MATERIAL PROVIDED
Segment Open
PR #620, opened 2019-05-23
Add resize support for Cinder CSI 

ramineni:
**What this PR does / why we need it**:
This PR adds support for Volume expansion for CSI cinder Volumes.Supports both offline and Online Expansion.
Tested under debian OS.

TODO: Documentation. 

**Which issue this PR fixes** *(optional, in `fixes #<issue number>(, fixes #<issue_number>, ...)` format, will close that issue when PR gets merged)*: fixes #565

**Special notes for your reviewer**:

**Release note**:

```release-note
Enable Volume Expansion capability for Cinder CSI volumes
```

PR #808, opened 2019-10-21
Cinder: fix thread unsafe global client Microversion modification

### LINKED ISSUE #804: [Cinder CSI] ExpandVolume will eventyally change Microversion to 3.42
**What happened**:
As all CSI calls can be called simultaneously by multiple threads you should never modify global objects like os.blockstorage. As eventually some thread will fetch the temporary change as initial and then save it later. So then the "temporary" change will become permanent. 

If special client is needed it should be created for that call so that parallel calls would not mess up each others.

It was implement in https://github.com/kubernetes/cloud-provider-openstack/pull/620
and "fixed" in https://github.com/kubernetes/cloud-provider-openstack/pull/786

/kind bug

kayrus:

The #620 and #786 PRs haven't considered that modified variable is global, and this action is not thread-safe. This PR resolves unsafe global variable modification.

**Which issue this PR fixes** *(optional, in `fixes #<issue number>(, fixes #<issue_number>, ...)` format, will close that issue when PR gets merged)*: fixes #804

@mape90 @ramineni @lingxiankong @adisky please review this PR and let me know if the bug has to be solved in another way

**Release note**:

```release-note
Cinder: fix thread unsafe global client Microversion modification
```


pkg/cloudprovider/providers/openstack/openstack_volumes.go
```diff
@@ -237,14 +239,17 @@ func (volumes *VolumesV3) expandVolume(volumeID string, newSize int) error {
 		NewSize: newSize,
 	}
 
-	// save initial microversion
-	mv := volumes.blockstorage.Microversion
-	volumes.blockstorage.Microversion = "3.42"
+	// Init a local thread safe copy of the Cinder ServiceClient
+	blockstorageClient, err := openstack.NewBlockStorageV3(volumes.blockstorage.ProviderClient, volumes.epOpts)
```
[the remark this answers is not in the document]
kayrus: Actually there is no need to do this, since a new copy of the volume client is already initialized [here](https://github.com/kubernetes/cloud-provider-openstack/blob/9774a6829cbc0c35b65824ff7fff82b936f3c51e/pkg/cloudprovider/providers/openstack/openstack_volumes.go#L371), I'll just put extra comments into the code and it should be enough.

pkg/cloudprovider/providers/openstack/openstack_volumes.go
```diff
@@ -237,15 +237,14 @@ func (volumes *VolumesV3) expandVolume(volumeID string, newSize int) error {
 		NewSize: newSize,
 	}
 
-	// save initial microversion
-	mv := volumes.blockstorage.Microversion
+	// cinder online resize is available since 3.42 microversion
+	// https://docs.openstack.org/cinder/latest/contributor/api_microversion_history.html#id40
+	// this operation is thread-safe, since a dedicated client is initialized before the
+	// "expandVolume" method call
 	volumes.blockstorage.Microversion = "3.42"
```
ramineni: @kayrus As you already have PR to fix resize, I think we have one more issue here that needs to be fixed. hardcoding microversion here might not be correct , as for offline resize its not needed . we need to check before , if its online/offline resize. Do you have the setup to test the resize operation again ?

kayrus: @ramineni good catch, thank you. fixed.

pkg/cloudprovider/providers/openstack/openstack_volumes.go
```diff
@@ -58,7 +58,7 @@ type volumeService interface {
 	createVolume(opts volumeCreateOpts) (string, string, error)
 	getVolume(volumeID string) (Volume, error)
 	deleteVolume(volumeName string) error
-	expandVolume(volumeID string, newSize int) error
+	expandVolume(volumeID string, newSize int, volumeStatus string) error
```
mape90: Everything in cloudprovider code related to volumes is dead code and it is here just because it was 1:1 copied from in-tree plugin that handled volumes. It might be good to delete whole openstack_volumes.go from cloudprovider as it is just confusing.

kayrus: @mape90 could you please elaborate? This code is used in openstack-cloud-controller-manager.

mape90: But openstack-cloud-controller-manager never manages volumes. So any code related to volumes is dead code. The CSI is managing all volume related actions.
In-tree version of openstack-cloud-controller-manager volumes where managed by it and thats why there is the code. However when this repo was done the code was just copy pasted from in-tree to here without any modifications. Then of course the volume control loops where removed. However the code base was never cleaned. There are also a lot of more dead code in openstack-cloud-controller-manager as it now behaves differently than it did when it was in-tree.

kayrus: Now I see, I had to recompile kubelet with the updated cloud-provider dependency to test the live volume resize with the 3.42 microversion. That is why I though that the code is used. When the `k8s.io/pkg/volume/cinder` is going to be removed then?

kayrus: Let's keep this as is and remove the code as a separate PR.

adisky: @kayrus agreed propose a separate  PR for removal, and also do not make any changes in the pkg `pkg/cloudprovider/providers/openstack/openstack_volumes.go`

kayrus:

ramineni:
Thanks.
/lgtm

kayrus:
The error message occurs only in golang 1.13.x, see https://github.com/golang/go/issues/31859

Pushed the fix.

kayrus:
Another issue https://github.com/kubernetes/kubernetes/pull/84662

kayrus:
go version was fixed, now there is another issue with go mod checksum: https://github.com/kubernetes-sigs/kubebuilder/issues/1169
@adisky is there an ability to merge this without waiting the dependency fix? this PR already contains the go 1.13 fix, which could be used in other PRs

kayrus:
@adisky @ramineni should be fine to merge

PR #826, opened 2019-11-11
Remove loading config from Env Variables

### LINKED ISSUE #823: Remove loading config from Env variables

>
> /kind bug
> /kind feature

**What happened**:
Even though by default we load config options through secret in csi , there is fallback option to load from env if any errors. https://github.com/kubernetes/cloud-provider-openstack/blob/master/pkg/csi/cinder/openstack/openstack.go#L118 ,

With this issue, https://github.com/kubernetes/kubernetes/issues/81117#issuecomment-551403749 , its not recommended to load passwords from env , so plan is to remove the option to load from env . This shouldn't break anyone, as its not explicit option supported . Thoughts?
Use the by default supported option , using secret

**Environment**:
- Kernel (e.g. `uname -a`):
- Install tools:
- Others:

ramineni:
This PR is to drop support to load config from Env .
**Which issue this PR fixes** *(optional, in `fixes #<issue number>(, fixes #<issue_number>, ...)` format, will close that issue when PR gets merged)*: fixes #823 
https://github.com/kubernetes/kubernetes/issues/81117

**Release note**:

```release-note
Removed support to load config from env variables.
```

### DIFF
--- a/pkg/cloudprovider/providers/openstack/openstack.go
+++ b/pkg/cloudprovider/providers/openstack/openstack.go
@@ -325,60 +325,12 @@ func (cfg AuthOpts) ToAuth3Options() tokens3.AuthOptions {
 	}
 }
 
-// ConfigFromEnv allows setting up credentials etc using the
-// standard OS_* OpenStack client environment variables.
-// TODO: Replace this with gophercloud upstream once community moves away from cloud.conf
-func ConfigFromEnv() Config {
-	var cfg Config
-
-	cfg.Global.AuthURL = os.Getenv("OS_AUTH_URL")
-	cfg.Global.UserID = os.Getenv("OS_USER_ID")
-	cfg.Global.Username = os.Getenv("OS_USERNAME")
-	cfg.Global.Password = os.Getenv("OS_PASSWORD")
-
-	cfg.Global.TenantID = os.Getenv("OS_TENANT_ID")
-	if cfg.Global.TenantID == "" {
-		cfg.Global.TenantID = os.Getenv("OS_PROJECT_ID")
-	}
-	cfg.Global.TenantName = os.Getenv("OS_TENANT_NAME")
-	if cfg.Global.TenantName == "" {
-		cfg.Global.TenantName = os.Getenv("OS_PROJECT_NAME")
-	}
-
-	cfg.Global.TrustID = os.Getenv("OS_TRUST_ID")
-	cfg.Global.DomainID = os.Getenv("OS_DOMAIN_ID")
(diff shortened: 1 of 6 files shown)


adisky:
Thanks!
/lgtm

pkg/cloudprovider/providers/openstack/openstack.go
```diff
@@ -323,60 +323,12 @@ func (cfg AuthOpts) ToAuth3Options() tokens3.AuthOptions {
...
-	cfg.Metadata.SearchOrder = fmt.Sprintf("%s,%s", metadata.ConfigDriveID, metadata.MetadataID)
-	cfg.Networking.IPv6SupportDisabled = false
-	cfg.Networking.PublicNetworkName = "public"
-	cfg.LoadBalancer.InternalLB = false
-
-	return cfg
-}
-
-// ReadConfig reads values from environment variables and the cloud.conf, prioritizing cloud-config
+// ReadConfig reads values from the cloud.conf, prioritizing cloud-config
```
lingxiankong: Could we remove 'prioritizing cloud-config' as well as we only use the config file now?

pkg/cloudprovider/providers/openstack/openstack_test.go
```diff
@@ -33,7 +33,7 @@ import (
 	"github.com/gophercloud/gophercloud/openstack/compute/v2/servers"
 	"github.com/spf13/pflag"
 
-	"k8s.io/api/core/v1"
+	v1 "k8s.io/api/core/v1"
```
lingxiankong: I don't understand the change here

pkg/csi/cinder/openstack/openstack.go
```diff
@@ -115,7 +115,8 @@ func CreateOpenStackProvider() (IOpenStack, error) {
 	// Get config from file
 	cfg, err := GetConfigFromFile(configFile)
 	if err != nil {
-		cfg = Config{Config: openstack_provider.ConfigFromEnv()}
+		klog.V(2).Infof("GetConfigFromFile %s failed with error: %v", configFile, err)
```
lingxiankong: I suggest we use ERROR log level here.

pkg/cloudprovider/providers/openstack/openstack.go
ramineni: Done

pkg/cloudprovider/providers/openstack/openstack_test.go
ramineni: Its automatically added I suppose , removed now.`

PR #845, opened 2019-11-24
[csi-manila] concurrency: replaced responsebroker with a try-lock

gman0:
This PR replaces csi-manila's response broker mechanism with a "try-lock by key" (`keyset` in `pkg/csi/manila/keyset`). If acquiring the lock fails, the operation in question (currently `CreateVolume` and `CreateSnapshot`) exits with `ABORTED` error code.

Snippet from the CSI spec [Concurrency](https://github.com/container-storage-interface/spec/blob/master/spec.md#concurrency):
> In general the Cluster Orchestrator (CO) is responsible for ensuring that there is no more than one call “in-flight” per volume at a given time. However, in some circumstances, the CO MAY lose state (for example when the CO crashes and restarts), and MAY issue multiple calls simultaneously for the same volume. The plugin SHOULD handle this as gracefully as possible. The error code ABORTED MAY be returned by the plugin in this case (see the Error Scheme section for details).

`ABORTED` error code has been supported by external-provisioner for some time now, csi-manila uses it to tell the CO whether the volume is ready to use or not. In a sense, this is similar to snapshot's [`ready_to_use` parameter](https://github.com/container-storage-interface/spec/blob/master/spec.md#the-ready_to_use-parameter).

**Motivation**:

By design, `responsebroker` blocks all future RPCs for the same resource (volume or snapshot identified by a CO-generated name) until the call that's currently being executed finishes. Response broker then either propagates successful response to all waiting calls, or retries with another waiting RPC on failure.

Such behavior is fine for reasonably fast request-response exchanges. Once the time spent in the call increases (by a large amount), open connections and goroutines will pile up over time. With the planned support for CephFS snapshot recovery in this CSI plugin, we anticipate that the time needed to recover a CephFS snapshot may be substantial, proportional to the amount of data in the snapshot.

Using `ABORTED` responses in conjunction with a try-lock mechanism ensures that the number of pending RPCs for any particular resource stays constant.

**Release note**:

```release-note
NONE
```


gman0:
PTAL @tsmetana @tombarron @gouthampacha @ramineni @adisky

pkg/csi/manila/keyset/keyset.go
```diff
@@ -0,0 +1,47 @@
...
+WITHOUT WARRANTIES OR CONDITIONS OF ANY KIND, either express or implied.
+See the License for the specific language governing permissions and
+limitations under the License.
+*/
+
+package keyset
+
+import "sync"
+
+type KeySet struct {
```
kayrus: isn't it better to use https://golang.org/pkg/sync/atomic/#Value ?

gman0: Can you be please more specific? Instead of what?

gman0: What I'm confused about is that `Value` doesn't really seem to fit here. It's a single-value structure, whereas we need to store multiple keys (resource names in this case). It doesn't offer _compare-and-swap_ which is needed for checking and noting that an operation is in progress. Using it as a value inside the map wouldn't help either because the map itself must be protected against races when writing into it. `Value` wouldn't prevent from races here. Maybe you had a different idea?

gman0: `sync.Map` and its `LoadOrStore()` seems like a much better contender. Using that instead of `keyset` is possible.

gman0:
Closing in favor of https://github.com/kubernetes/cloud-provider-openstack/pull/881 which uses `sync.Map` instead.

Issue #856, opened 2019-11-28
New nodes always start off with a bunch of providerID-related issues


alvaroaleman:
**Is this a BUG REPORT or FEATURE REQUEST?**:

> Uncomment only one, leave it on its own line: 
>
> /kind bug
> /kind feature

/kind bug

**What happened**:

A new node was added to the cluster. The openstack-cloud-controller-manager (`v1.16.0`) logs a bunch of
```
node_lifecycle_controller.go:154] error checking if node worker-6zq6t-56b66fc44-6zzvn is shutdown: ProviderID "" didn't match expected format "openstack:///InstanceID"
[...]
node_lifecycle_controller.go:171] error checking if node worker-6zq6t-56b66fc44-6zzvn exists: ProviderID "/1de1b490-4f9e-47e8-8dc0-81a47dd11a64" didn't match expected format "openstack:///InstanceID"
```

It eventually recovers and works, but there is quite a bit of time between "node joins" and "external CCM taint is removed", which I suspect is related to the errors above.

**What you expected to happen**:

No errors in the CCM

**How to reproduce it (as minimally and precisely as possible)**:

Add a new node to a cluster that uses the CCM, look at the CCM logs

**Anything else we need to know?**:

**Environment**:
- openstack-cloud-controller-manager version: v1.16.0
- OS (e.g. from /etc/os-release): ubuntu 18.04.2 LTS (Bionic Beaver)
- Kernel (e.g. `uname -a`):
- Install tools:
- Others:

PR #857, opened 2019-11-28
Allow providerID without leading providerName

alvaroaleman:

Makes the cloudprovider cope with providerIDs that do not have a leading `provider://`, bandaid workaround for https://github.com/kubernetes/kubernetes/issues/85731 and works towards fixing https://github.com/kubernetes/cloud-provider-openstack/issues/856

**Release note**:

```release-note
none
```

/kind bug
/assign @chrigl

### DIFF
--- a/pkg/cloudprovider/providers/openstack/openstack_instances.go
+++ b/pkg/cloudprovider/providers/openstack/openstack_instances.go
@@ -20,6 +20,7 @@ import (
 	"context"
 	"fmt"
 	"regexp"
+	"strings"
 
 	"github.com/gophercloud/gophercloud"
 	"github.com/gophercloud/gophercloud/openstack/compute/v2/servers"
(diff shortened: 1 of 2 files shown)


pkg/cloudprovider/providers/openstack/openstack_instances.go
```diff
@@ -222,12 +223,18 @@ func srvInstanceType(srv *servers.Server) (string, error) {
 	return "", fmt.Errorf("flavor name/id not found")
 }
 
+// If Instances.InstanceID or cloudprovider.GetInstanceProviderID is changed, the regexp should be changed too.
+var providerIDRegexp = regexp.MustCompile(`^` + ProviderName + `:///([^/]+)$`)
```
alvaroaleman: I've moved this outside of the func to make sure we compile it only once and not everytime `instanceIDFromProviderID` is called, also has the advantage that should this ever be wrong, we panic on binary start rather than when `instanceIDFromProviderID` is called for the first time

chrigl:
Thanks @alvaroaleman . Could you please add a test case to https://github.com/kubernetes/cloud-provider-openstack/blob/master/pkg/cloudprovider/providers/openstack/openstack_test.go#L878 ?

alvaroaleman:
@chrigl added a testcase, PTAL.

adisky:
Thanks!
/approve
Segment Closed
WHAT NEEDS TO BE DONE
Search the entries above for the string "Thanks". Copy each line that holds it.

REPLY TO THE EXERCISE
Thanks.
Thanks!
Thanks @alvaroaleman . Could you please add a test case to https://github.com/kubernetes/cloud-provider-openstack/blob/master/pkg/cloudprovider/providers/openstack/openstack_test.go#L878 ?
Thanks!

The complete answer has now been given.